EXERCISE. Retype precisely the section of the data that starts at the line containing "## How Has This Been Tested?" and runs to its final line, ends included.

EXTRACTED INFORMATION.
PR #3356, opened 2025-05-06
Keep some excess files out of the distribution

llimeht:
## Description

As part of looking at the size of the installer and the speed of generating the installer, I've looked through the list of files included in it. In tweaking build backends, we've picked up some additional files that are unneeded, so we can exclude them from the installer. The `media` directories in particular add substantially to the disk footprint.

~~This PR probably needs to be rebased on top of some of the others in the queue (#3330, #3354, #3355 in particular?). I'll mark this as a __draft__ for until that has happened so that others know they don't need to do this work again.~~

## How Has This Been Tested?

Run of linux pyinstaller image; check documentation; check icons; check about box (i.e. places where missing resources would be an issue)

## Review Checklist:

**Installers**


krzywon (approved):
Thanks for the clarification, @llimeht. Approved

THE ANSWER.
## How Has This Been Tested?

Run of linux pyinstaller image; check documentation; check icons; check about box (i.e. places where missing resources would be an issue)

## Review Checklist:

**Installers**


krzywon (approved):
Thanks for the clarification, @llimeht. Approved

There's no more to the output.